基于改进VGG–16和通道注意力机制的脑电图抑郁症辅助检测

Depression Auxiliary Detection by EEG Based on Modified VGG–16 and Channel Attention Mechanism

利用脑电图信号,结合深度学习方法进行抑郁症辅助诊断目前仍存在特征提取不足及模型诊断准确率不高的问题。为了提取更具抑郁症表征的特征,提高抑郁症辅助诊断的准确率,本文从特征提取和网络框架两个方面进行改进,提出一种结合改进VGG–16(visual geometry group–16)和基于压缩激励网络的通道注意力机制(modified VGG–16 network based on SE–NET,SEMod–VGG)的抑郁症辅助检测模型。首先,提取脑电图信号中α(Alpha)、θ(Theta)和β(Beta)频段的微分熵特征,与对应通道的功率谱密度特征相融合,构成一种同时具有时频属性和能量属性的4维融合特征;其次,针对该4维特征,改进现有的VGG–16模型,同时采用5×5和7×7两种不同尺度的卷积核,在提取脑电信号的时频信息和功率信息的同时,提高特征的泛化表征能力;再将基于压缩激励网络的通道注意力机制与改进的检测模型相结合,对电极通道的权重进行2次标定;最后采用10折交叉验证使得最小二乘支持向量机取得最佳检测准确率。对所提模型在准确率,召回率以及网络性能这3个方面进行实验评估,在MODMA数据集上的结果表明:当使用4维融合特征作为输入时,SEMod–VGG可达到最佳检测性能,其抑郁症检测准确率在3通道、16通道及128通道分别为92.21%、93.47%和95.76%;检测召回率在3通道、16通道以及128通道分别为91.57%、92.46%和96.80%。相较于现有的抑郁症辅助检测模型,本研究所提出的融合特征对抑郁症的表征性更强,且所提出的模型在检测准确率,召回率以及模型效率上均取得明显提升。

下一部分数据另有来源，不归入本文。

PR #22957, opened 2024-06-07
Change confidenceLevel from boolean to Enum

abhinavmuk04:
## Description
Change confidenceLevel from boolean to Enum

## Motivation and Context
This will help us with future changes where we want to consider choosing the 'FACT' CBO over regular HBO

## Test Plan
Reran existing tests where previosuly 'isConfident' was used with new 'confidenceLevel' functions

## Contributor checklist

- [ ] CI passed.

## Release Notes

== NO RELEASE NOTE ==


jaystarshot:
Why not keep it a fraction and add a method to get high low etc? 
This can be used for eg-
Table scan - confidence 1 ,
 filter on top decreases confidence by 0.05
 so filter-tablescan can have confidence 0.95

presto-main/src/main/java/com/facebook/presto/sql/planner/iterative/rule/PushPartialAggregationThroughExchange.java
```diff
@@ -337,17 +339,18 @@ private boolean partialAggregationNotUseful(AggregationNode aggregationNode, Exc
...
         if (!isUnknown(partialAggregationStatsEstimate) && usePartialAggregationHistory(context.getSession())) {
-            isConfident = aggregationStats.isConfident();
+            confidenceLevel = aggregationStats.confidenceLevel();
             // use rows instead of bytes when use_partial_aggregation_history flag is on
             inputSize = partialAggregationStatsEstimate.getInputRowCount();
             outputSize = partialAggregationStatsEstimate.getOutputRowCount();
         }
         double byteReductionThreshold = getPartialAggregationByteReductionThreshold(context.getSession());
 
+        boolean isConfident = confidenceLevel == LOW ? false : true;
```
rschlussel, line 353: you can inline this variable as confidenceLevel != LOW

presto-main/src/main/java/com/facebook/presto/cost/TableScanStatsRule.java
```diff
@@ -69,7 +70,7 @@ protected Optional<PlanNodeStatsEstimate> doCalculate(TableScanNode node, StatsP
         return Optional.of(PlanNodeStatsEstimate.builder()
                 .setOutputRowCount(tableStatistics.getRowCount().getValue())
                 .setTotalSize(tableStatistics.getTotalSize().getValue())
-                .setConfident(true)
+                .setConfidence(FACT)
```
rschlussel, line 73: add a TODO here to handle the confidence level properly when filters are pushed into the tablescan.

presto-main/src/test/java/com/facebook/presto/sql/planner/iterative/rule/TestPushPartialAggregationThroughExchange.java
```diff
@@ -197,7 +199,7 @@ public void testPartialAggregationEnabledWhenNotConfident()
                 .overrideStats("values", PlanNodeStatsEstimate.builder()
                         .setOutputRowCount(1000)
                         .addVariableStatistics(variable("b", DOUBLE), new VariableStatsEstimate(0, 100, 0, 8, 800))
-                        .setConfident(false)
+                        .setConfidence(FACT)
```
rschlussel, line 202: this should be LOW (and if the test passes without that then either the test or the code is broken).

rschlussel:
> Why not keep it a fraction and add a method to get high low etc? This can be used for eg- Table scan - confidence 1 , filter on top decreases confidence by 0.05 so filter-tablescan can have confidence 0.95

So that approach is nice because it allows for appreciating that compounding errors makes things worse, but my concern is that it's way more precision than we actually know and more than we really have a user for. For example, even though a filter on top of a join on top of a filter has a problem of compounding error, a filter on top of a tablescan is also basically a guess if there are no histograms, or even with histograms if your filter is a more complex function. Similarly if you have filters on multiple columns and you don't know the extent to which they are correlated, it's all a guess. I'm not sure it's worth teasing out of all these things the relative confidence levels because the benefit isn't clear to me.

And for similar reasons it would also be hard to keep all the relative confidences consistent (like is x actually less confident than y or did the particular paths the confidence levels came through derive their computation in different ways/were implemented at different times,etc.  but really we'd think y is less confident than x or their about the same)

I think until there's a clear use case for a continuous range of confidence levels, a few discrete options is simpler and does what we need.

presto-main/src/test/java/com/facebook/presto/sql/planner/iterative/rule/TestPushPartialAggregationThroughExchange.java
kaikalur: why? 1000 values row count is a fact for VALUES clause?

rschlussel: because this test is testing that partialaggregation is enabled when stats are not confident. So if the test passes when the stats *are* confident, then either the tests isn't testing what it's supposed to or something is wrong with the code.

rschlussel (commented):
there are many other stats rules that need to be updated. check for all classes that extend simple stats rule or all usages of PlanNodeStatsEstimate.Builder

presto-main/src/test/java/com/facebook/presto/cost/TestExchangeStatsRule.java
```diff
@@ -153,13 +154,13 @@ public void testExchangeConfidence()
                         .addSource(pb.values())))
                 .withSourceStats(0, PlanNodeStatsEstimate.builder()
                         .setOutputRowCount(100)
-                        .setConfident(true)
+                        .setConfidence(FACT)
                         .build())
                 .withSourceStats(1, PlanNodeStatsEstimate.builder()
                         .setOutputRowCount(100)
-                        .setConfident(false)
+                        .setConfidence(FACT)
```
rschlussel, line 161: this should be LOW

presto-main/src/test/java/com/facebook/presto/cost/TestExchangeStatsRule.java
```diff
@@ -153,13 +154,13 @@ public void testExchangeConfidence()
...
                         .build())
                 .check(check -> check
-                        .confident(false));
+                        .confident(FACT));
```
rschlussel, line 164: this should be low.  You should make sure to check what the tests are doing as you update them so you are not changing the meaning. 
This test was checking that the confidence would be set appropritely for an exchange node based on its input.  It had confidence set to true for some of its sources and false for one of them, and it expected that the overall confidence for the exchange node would be set to false.  We want to maintain both that behavior and the test for it with the enum change, so this test should several inputs with fact or high confidence and one with LOW confidence and the node confidence should be considered "LOW"

rschlussel (approved):
minor comment, but looks good.  Thanks!

rschlussel (approved):

jaystarshot (approved):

At present, using electroencephalogram signals combined with deep learning methods for depression auxiliary detection still suffers from some problems such as insufficient feature extraction and low accuracy of detection. In order to extract more representative features and improve the accuracy of depression auxiliary detection, this study modifies the model from two aspects: feature extraction and network framework.A depression auxiliary detection model was proposed by combining the modified VGG–16 network and the channel attention mechanism based on the Squeeze-and-excitation Networks(SEMod–VGG). Firstly, the differential entropy of frequency bands named α(Alpha), θ(Theta) and β(Beta) in electroencephalogram were fused with the power spectral density for the corresponding channels to form a four-dimensional fusion feature which takes on time-frequency and energy attributes;Then, for the four-dimensional feature, the existing VGG–16 model was modified and two different scales convolution kernels, 5×5 and 7×7 were simultaneously used to improve the generalized characterization of the feature while extracting the time-frequency and power information of the electroencephalogram signals. Subsequently, the channel attention mechanism based on Squeeze-and-excitation Networks was combined with the modified detection model to calibrate the weights of the electrode channels. Finally,the ten-fold cross validation was utilized to optimize the least squares support vector machine, which improves the limitations of traditional support vector machine. Experimental evaluation in three aspects, namely, auxiliary detection accuracy, recall and network performance were conducted in the paper. The results on the MODMA dataset showed that SEMod–VGG yields the best accuracy for detection when four-dimensional fusion features are used as input: 92.21% for 3 channels, 93.47% for 16 channels and 95.76% for 128 channels. Besides, the detection recall of the model also reaches a higher level: 91.57% for 3 channels, 92.46% for 16 channels and 96.80% for 128 channels. Compared with the existing models of depression auxiliary detection, the proposed fusion features are more characterizing for depression, and the model achieves significant improvements in detection accuracy, recall and model efficiency.